Mixing Unicode normalisation forms. e + combining acute accent (NFD) and é precomposed (NFC) look identical but hash differently. If two sources contribute the same word and the tool keeps both, run them through a normaliser.
Forgetting the order rule. First occurrence wins. If you sort your input before pasting, the kept copy will be whichever sorted first. If you pasted in chronological order, the earliest event wins.

Frequently asked questions

Is the match case-sensitive?

Yes. The dedupe key is the literal line string, so 'apple' and 'Apple' are different lines. If you want case-insensitive dedupe, run the input through a lowercase converter first, then paste the result back here.

What about trailing whitespace?

It counts. 'apple ' (with a trailing space) and 'apple' are different lines. Spreadsheet exports often add invisible trailing spaces, so trim first if your duplicates are not getting caught.

Does it sort the output?

No. The tool preserves the order of first occurrence. The line that appears earliest in the input survives; later duplicates are dropped. To sort the result, paste into a spreadsheet column or use a follow-up sort tool.

Will it work on very long lists?

Yes. The algorithm is O(n) with a hash set: it touches each line once and looks up duplicates in constant time. Lists of 100,000+ lines run in well under a second on a modern laptop, limited mostly by textarea paint speed in the browser.

Can I dedupe by partial match?

No. This tool matches whole lines exactly. For fuzzy or partial matches (collapsing 'New York City' and 'NYC' to one row, or matching by the first 50 characters), use a script with regex or a fuzzy-match library.

What if my list has CSV-style embedded newlines?

Embedded newlines inside quoted CSV fields will break the line-based logic, because each physical line break is treated as a row boundary. Parse with a real CSV reader (Excel, Google Sheets, Python csv module) first, dedupe in the parsed form, then export back.

Will it handle Unicode and emoji correctly?
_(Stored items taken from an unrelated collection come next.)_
Issue #4676, opened 2025-10-09
Confusion regarding definition of "status message"


patrickhlauke:
The discussion at https://github.com/w3c/wcag/discussions/4672 is making me think that the definition for status message https://www.w3.org/TR/WCAG22/#dfn-status-messages is indeed a bit flawed.

If the idea is that definitions can be replaced with their longer explanation, then the wording for https://www.w3.org/TR/WCAG22/#status-messages does become (adapting it to the plural form used in the SC)

"In content implemented using markup languages, *changes in content that are not [changes of context](https://www.w3.org/TR/WCAG22/#dfn-change-of-context), and that provides information to the user on the success or results of an action, on the waiting state of an application, on the progress of a [process](https://www.w3.org/TR/WCAG22/#dfn-processes), or on the existence of errors* can be [programmatically determined](https://www.w3.org/TR/WCAG22/#dfn-programmatically-determinable) through [role](https://www.w3.org/TR/WCAG22/#dfn-role) or properties such that they can be presented to the user by [assistive technologies](https://www.w3.org/TR/WCAG22/#dfn-assistive-technologies) without receiving focus." 

This does somehow miss out the idea that status messages are first and foremost that ... messages, explicit notifications. And it makes it sound like the SC applies to any change of content that isn't a change of context, which we explicitly didn't want to have - that's why this was scoped to "status messages" in the first place.

Suggest we either modify the wording of the definition to limit its scope back down, or - if that's less painful - add a note (ideally in the definition, but at a stretch in the understanding doc) that spells it out... that this is strictly about explicit status messages.

DaleenRabe:
I agree with @patrickhlauke idea, the ambiguity is the source of the confusion from the previous discussion.

The current definition is a little confusing because it describes the effect (a change in content that informs the user) rather than the thing we are meant to be marking up (an explicit message).

To prevent this confusion for developers and auditors, I believe his suggestion to modify the definition itself is the best path forward. A note would help, but fixing the definition at its source would be a more robust and permanent solution.

mbgower:
Getting back to our discussion last week, we are only putting things into the TF discussion when there is something drafted. 
If someone wants to work on a revision to the definition and get it into draft -- or compose a draft WG 'response only' -- it will come up through that process.

Personally, I neither think there's a big problem here, nor do I think you are easily going to come up with something to 'fix' it normatively.

patrickhlauke:
Filed https://github.com/w3c/wcag/pull/4840

PR #4840, opened 2025-12-30
Update definition for "status message"

patrickhlauke:
The current definition for "status message" https://www.w3.org/TR/WCAG22/#dfn-status-messages manages to somehow miss out the fact that a status message refers to an actual discrete "message". The current definition makes it sound like any change of content *may* be interpreted as an "intrinsic" status message (see discussion https://github.com/w3c/wcag/discussions/4672).

This PR changes the (normative) definition to make it clear that the WG always intended this to refer to explicit "status messages", and *not* somehow mandate the need for any dynamic content update (such as dynamically updating a list of results) must trigger some sort of SR announcement.

Closes https://github.com/w3c/wcag/issues/4676

Preview (in context): https://deploy-preview-4840--wcag2.netlify.app/understanding/status-messages#dfn-status-message

### DIFF
--- a/guidelines/sc/21/status-messages.html
+++ b/guidelines/sc/21/status-messages.html
@@ -1,9 +1,5 @@
 <section id="status-messages" class="sc">
-   					
    <h4>Status Messages</h4>
-   					
    <p class="conformance-level">AA</p>
-   					
-   <p>In content implemented using markup languages, <a>status messages</a> can be <a>programmatically determined</a> through <a>role</a> or properties such that they can be presented to the user by <a>assistive technologies</a> without receiving focus.</p>
-   				
+   <p><a>Status messages</a> that don't cause a <a>change of context</a> can be <a>programmatically determined</a> such that they can be presented to the user by <a>assistive technologies</a> without receiving focus.</p>
 </section>


patrickhlauke:
Slotting the new definition in place of the term into the normative wording for the SC, results in:

> In content implemented using markup languages, ***discrete pieces of content that are changed/updated dynamically and provide information to the user on the success or results of an action, on the waiting state of an application, on the progress of a process, or on the existence of errors*** can be [programmatically determined](https://www.w3.org/TR/WCAG22/#dfn-programmatically-determinable) through [role](https://www.w3.org/TR/WCAG22/#dfn-role) or properties such that they can be presented to the user by [assistive technologies](https://www.w3.org/TR/WCAG22/#dfn-assistive-technologies) without receiving focus.

(note that the definition is for "status message", singular, while the SC uses "status messages", plural, so I tweaked the replacement accordingly to make it plural)

compare this to the far more open-ended/vague current definition

> "In content implemented using markup languages, ***changes in content that are not [changes of context](https://www.w3.org/TR/WCAG22/#dfn-change-of-context), and that provide information to the user on the success or results of an action, on the waiting state of an application, on the progress of a [process](https://www.w3.org/TR/WCAG22/#dfn-processes), or on the existence of errors*** can be [programmatically determined](https://www.w3.org/TR/WCAG22/#dfn-programmatically-determinable) through [role](https://www.w3.org/TR/WCAG22/#dfn-role) or properties such that they can be presented to the user by [assistive technologies](https://www.w3.org/TR/WCAG22/#dfn-assistive-technologies) without receiving focus."

electrickite:
@patrickhlauke I feel this new definition leaves us in a similar situation. To pressure test it, consider a received chat message. It satisfies "discrete pieces of content that are changed/updated dynamically" and also "provide[s] information to the user on the success or results of an action" and would be a status message under this new definition. Similar arguments can be made for dynamic search results. 

The distinction we are trying to draw here seems to be around author intent. I wonder if something like this would capture it?

> change in content that is not a change of context, the primary purpose of which is to provide information to the user on the success or results of an action, on the waiting state of an application, on the progress of a process, or on the existence of errors

The primary purpose of a chat message is not to "provide information to the user on the success or results of an action", it is to convey the text of the message. Similarly, the primary purpose of a set of search results is to display the links to matching pages.

guidelines/terms/21/status-message.html
```diff
@@ -1,6 +1,4 @@
 <dt><dfn id="dfn-status-messages" data-lt="status messages">status message</dfn></dt>
 <dd>
-   					
-   <p>change in content that is not a <a>change of context</a>, and that provides information to the user on the success or results of an action, on the waiting state of an application, on the progress of a <a>process</a>, or on the existence of errors</p>
-   
+   <p>discrete piece of content that is changed/updated dynamically and provides information to the user on the success or results of an action, on the waiting state of an application, on the progress of a <a>process</a>, or on the existence of errors</p>
```
patrickhlauke:
```suggestion
   <p>discrete piece of content that is changed/updated dynamically to provide information to the user on the success or results of an action, on the waiting state of an application, on the progress of a <a>process</a>, or on the existence of errors</p>
```

patrickhlauke:
@electrickite still think it's a particularly obtuse reading of the words, but ... changed "and provides" to "to provide" which hopefully removes any such misinterpretation

electrickite:
@patrickhlauke My job sometimes requires that I read standards as obtusely as possible, so I appreciate the change! :)

bruce-usab:
I so very much appreciate removing "change of context" from the definition for status message!  Currently, there is some circular logic, but I have some concern that this is a change of meaning.  I am looking forward to discussion on TF call!

bruce-usab:
Reviewed on TF call 1/16 and consensus for change.  Since it is normative, will need to go through CFC.  On call @scottaohara volunteered to update Understanding reflecting the question raised by issue.

patrickhlauke:
Just for comparison, grafting the current definition of status message into the 4.1.3 SC text:

> In content implemented using markup languages, **change in content that is not a change of context, and that provides information to the user on the success or results of an action, on the waiting state of an application, on the progress of a process, or on the existence of errors** can be programmatically determined through role or properties such that they can be presented to the user by assistive technologies without receiving focus.

Grafting the proposed new wording in:

> In content implemented using markup languages, **discrete piece of content that is changed/updated dynamically to provide information to the user on the success or results of an action, on the waiting state of an application, on the progress of a process, or on the existence of errors** can be programmatically determined through role or properties such that they can be presented to the user by assistive technologies without receiving focus.

---

@WilcoFiers

> By removing "change of context" I think you unintentionally added a requirement that even if a status message is focused when it appears, it also has to be programmatically determined.

Looking at the grafted part above, I would think that the "without receiving focus" part in the SC text itself takes care of this. A "status message" itself is not tied to whether or not it does or doesn't receive focus ... the scoping of it needing to be announced when it's NOT receiving focus is part of the SC, not intrinsic to the definition of what a status message is, I'd say

> I also think the wording isn't very clean. The "changed/update" phrase should probably be "changed or updated". 

sure, happy to tweak this

> The word "dynamic" seems redundant. A discrete change or update is always dynamic, no?

This tries to reinforce that it's a change that happens without, say, a page reload - to make sure that this doesn't unintentionally scope itself to "the page reloads, and there's a new count somewhere saying 'Results 11-20 of 100" now, and THAT now needs to be announced on page load"

camusamta:
Really in support of this change, but something about 'discrete pieces of content' isn't sufficiently descriptive or clarifying for me. Is there a way to be clearer still, and more irreducible, perhaps with something like:

> **instructive content that is added or updated dynamically** to provide information to the user on the success or results of an action, on the waiting state of an application, on the progress of a process, or on the existence of errors 

- "instructive content" helps to reaffirm that this intended for 'explicit messages'
- "added" because a status message can appear as well as update

**Edit:** maybe just "content", even, instead of "instructive" or "discrete"?

patrickhlauke:
> Looking at the grafted part above, I would think that the "without receiving focus" part in the SC text itself takes care of this. A "status message" itself is not tied to whether or not it does or doesn't receive focus ... the scoping of it needing to be announced when it's NOT receiving focus is part of the SC, not intrinsic to the definition of what a status message is, I'd say

@WilcoFiers  unless you mean that a "change of context" also covers the scenario where the content is changed under people's focus/feet (as in focus isn't moved per se, the content that is currently focused is) - which i think is a novel interpretation that (although logical once one thinks about it) doesn't come out of the definition for change of context https://www.w3.org/TR/WCAG22/#dfn-change-of-context (as in: don't think this was ever the intended interpretation for having that wording in the original status message definition?)

bruce-usab:
I think the benefits of the change outweigh the cons, even considering the churn necessary for CFC.

This isn’t the only place it happens, but it’s problematic to have too much of the detail (i.e., not a change of context) embedded in the definition — especially when that work is done by the SC.

WilcoFiers:
> @WilcoFiers unless you mean that a "change of context" also covers the scenario where the content is changed under people's focus/feet (as in focus isn't moved per se, the content that is currently focused is) - which i think is a novel interpretation that (although logical once one thinks about it) doesn't come out of the definition for change of context https://www.w3.org/TR/WCAG22/#dfn-change-of-context (as in: don't think this was ever the intended interpretation for having that wording in the original status message definition?)

No that's not what I meant. That is an interesting scenario I'd never considered that. That might be a change of focus though since focus is set back to the body if the focused element is pulled? I'm not sure, but that isn't my main concern.

> discrete pieces of content

This seems vague and raises questions for me that I don't have with the current text.

dbjorge:
I sympathize with wanting to clarify the scenario from the motivating issue, but I don't think this proposed change achieves that goal *and* I agree that it creates new issues like Wilco pointed out.

## 1: It doesn't fix the issue

I don't think the new wording is actually any more clear than the original that it would exclude "a list of search results that appears after clicking a search button" from being considered a "status message". Comparing the wording:

- (old) "change in content that is not a change of context, and that provides information to the user on the success or results of an action"
- (new) "discrete piece of content that is changed/updated dynamically to provide information to the user on the success or results of an action"

...I don't see why someone wouldn't consider the list of results to be "a discrete piece of content", and I think it obviously "provides information... on the results of an action".

## 2: Dropping "change of context" is breaking

I agree with Wilco that dropping the "change of context" wording changes the requirement in a way that's probably not intended, and I don't think we should do that in an erratum.

@patrickhlauke , you said:

>> By removing "change of context" I think you unintentionally added a requirement that even if a status message is focused when it appears, it also has to be programmatically determined.
>
> Looking at the grafted part above, I would think that the "without receiving focus" part in the SC text itself takes care of this. A "status message" itself is not tied to whether or not it does or doesn't receive focus ... the scoping of it needing to be announced when it's NOT receiving focus is part of the SC, not intrinsic to the definition of what a status message is, I'd say

I don't think this is right. Consider a case where a user performs an action and then focus is moved to information about the result. In the old wording, the movement of focus means that this is a "change of context" and thus not a "status message" for the purpose of the requirement. In the new wording, this now *is* a status message, and so now you've added a requirement to announce it (which might require announhcing more than just the change of focus would have done on its own).

## 3: "dynamic" and "discrete" are vague

I agree with @WilcoFiers and @camusamta 's feedback that "dynamic" and "discrete" both feel vague/off, and that it'd make sense to include "added" and not merely "changed/updated".

patrickhlauke:
> 1: It doesn't fix the issue

Maybe I'm looking at this too closely myself, but saying that a "discrete piece of content  that is changed/updated dynamically **to** provide information to the user on the success or results of an action..." to me would indicate that that's its sole purpose, and would not include the actual results/updated table/whatever, whereas "**that** provides information to the user" has more of that ambiguity.

But would welcome alternative suggestions on how to tackle the original issue that motivated this, as it's undisputable that currently the vague definition of status message lends itself to interpreting it in a way that would mandate ANY dynamic change/update as a result of an action needing to be announced explicitly (including things like "in a form, if you select a radio button, a new field appears"), which was not the original intent of the SC.

Maybe expanding to "discrete piece of content whose only purpose is to provide the user..." ... or would that still suggest that the list of results etc can also be seen as that?

Because as far as i remember, we never intended the actual results etc to be covered by this requirement, so somehow we need to make that clear.

> I don't think this is right. Consider a case where a user performs an action and then focus is moved to information about the result. In the old wording, the movement of focus means that this is a "change of context" and thus not a "status message" for the purpose of the requirement. In the new wording, this now is a status message, and so now you've added a requirement to announce it (which might require announcing more than just the change of focus would have done on its own).

i think i'm seeing what you're getting at ... you saying that regardless of the "without receiving focus" at the end of the SC, the normative wording with the new definition inserted would now suggest that it must be (theoretically) possible for this to announce even IF it wasn't receiving focus?

i think similar to the painful confusion we had with the "pointer" definition, this "status message" definition is wrongly overloaded but now necessary because the vague / not precise enough wording of the SC? because to me, a status message is a status message, regardless of whether it receives focus or not. it's only that WHEN it happens and doesn't receive focus, we want to make sure it's programmatically determinable so that it can be announced. now wondering if that could only be fixed with an additional change to the normative wording of the SC itself.

EDIT: *if* we were to also touch the normative SC wording, we'd probably want to change "without receiving focus" to "when it doesn't receive focus"

TestPartners:
Even "the success or results of an action" is problematic because some status messages are not the result of an action by anyone, let alone the user. A session timeout warning would be one example, as is a notification that you have new messages that may have been created automatically by the system.

camusamta:
@patrickhlauke: 

> Maybe expanding to "discrete piece of content whose only purpose is to provide the user..." ... or would that still suggest that the list of results etc can also be seen as that?

I think this is really close. Because I still think 'discrete' raises the possibility for the same misinterpretations you're trying to address, what about something like:

"**information that is added or updated dynamically, whose only purpose is to instruct the user** on the success or results of an action, on the waiting state of an application, on the progress of a process, or on the existence of errors"

**The grafted-in version:**

> "In content implemented using markup languages, i**nformation that is added or updated dynamically, whose only purpose is to instruct the user on the success or results of an action, on the waiting state of an application, on the progress of a process, or on the existence of errors** can be programmatically determined through role or properties such that they can be presented to the user by assistive technologies without receiving focus.

The word 'only' could possibly be swapped for 'explicit', too, if that still reads as having ambiguity.

lilzesh:
> In content implemented using markup languages, information that is added or updated dynamically, whose only purpose is to instruct the user on the success or results of an action, on the waiting state of an application, on the progress of a process, or on the existence of errors** can be programmatically determined through role or properties such that they can be presented to the user by assistive technologies without receiving focus.

This still has the unintentional requirement Wilco was referring to in Patrick's initial proposal right, i.e., if the status message is focused, it would then still be required to be programmatically determined through role/properties? Can we simply slot change of context back in, in a different location, but retain what you have come up with to replace "change in content?"

E.g.:

> In content implemented using markup languages, information that is added or updated dynamically, whose only purpose is to instruct the user on the success or results of an action, on the waiting state of an application, on the progress of a process, or on the existence of errors** can be programmatically determined through role or properties such that they can be presented to the user by assistive technologies without receiving focus, **unless a change of context has occurred**.

patrickhlauke:
> Can we simply slot change of context back in

I would really like to avoid doing that in the glossary/term definition ... if we're already going through the pain of a normative change, I'd be more in favour of slotting it somehow into the normative SC wording, and keeping the definition of what a "status message" is clean (a status is a status, whether it receives focus or not)

bruce-usab:
SC 4.1.3 includes “without receiving focus” so, as Patrick notes, that (redundantly) addresses the “not a change of context” clause of status messages.  The glossary term could drop that, leaving:
> change in content that provides information to the user on the success or results of an action, on the waiting state of an application, on the progress of a process, or on the existence of errors

We could also add note addressing #4676 clarifying than an updated search result (or whatever) does not meet this definition.

bruce-usab:
Discussed on TF call 6 Fed.  @patrickhlauke will take another pass.  From discussion, just changing the term without updated the SC may not be feasible.  It was noted that the current phrasing of 4.1.3 precludes best practice of using ARIA Notify — because 4.1.3 requires role or properties (which is not how ARIA Notify works).  The limiting current scoping to “markup languages” also limits the generalizability of this ICT (e.g., WCAG2ICT).

TestPartners:
> the current phrasing of 4.1.3 precludes best practice of using ARIA Notify

Why do you refer to ARIA Notify as a "best practice"? As far as I can tell, it does not improve the user experience in any way. It may make it easier for developers to implement announcements, but the poor discoverability makes testing much more difficult if you don't know what announcements a page is supposed to make (if any), and what triggers them. We will need to build new testing tools to help with this.

patrickhlauke:
after discussion in the TF meeting two weeks ago, this is now a more fundamental rewrite:

* modifies the definition for status message
* crucially (as we're already in "normative change" territory) also modifies the normative wording of the SC to make it cover new technologies like `ariaNotify` (which would not be covered by the "`role` or properties" part) and non-HTML web content (by removing the markup languages clause, meaning that this SC could then also be applied in principle to native apps in light of WCAG2ICT cases)

Doing the combined "normative SC text with grafted in definition" dance, this PR would land on:

> **Status messages** that don't cause a *change of context* can be *programmatically determined* such that they can be presented to the user by *assistive technologies* without receiving focus.

> **Discrete piece[s] of content that [are] added or updated dynamically, and whose only purpose is to provide information to the user on the success or results of an action, on the waiting state of an application, on the progress or completion of a process, or on the existence of errors**  that don't cause a *change of context* can be *programmatically determined* such that they can be presented to the user by *assistive technologies* without receiving focus.

patrickhlauke:
Closing this PR in favour of its successor https://github.com/w3c/wcag/pull/4952 (mainly because the description, thumbs up/down, and discussion/comments, may be confusing since this morphed considerably since it was first filed).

Yes. The matcher uses JavaScript string equality, which is code-point exact. Emoji, accented characters, and non-Latin scripts (Cyrillic, CJK, Arabic, Devanagari) all dedupe correctly as long as the visible character sequences are identical. Normalisation forms (NFC vs NFD) can produce visually identical strings that hash differently, so paste from one source when possible.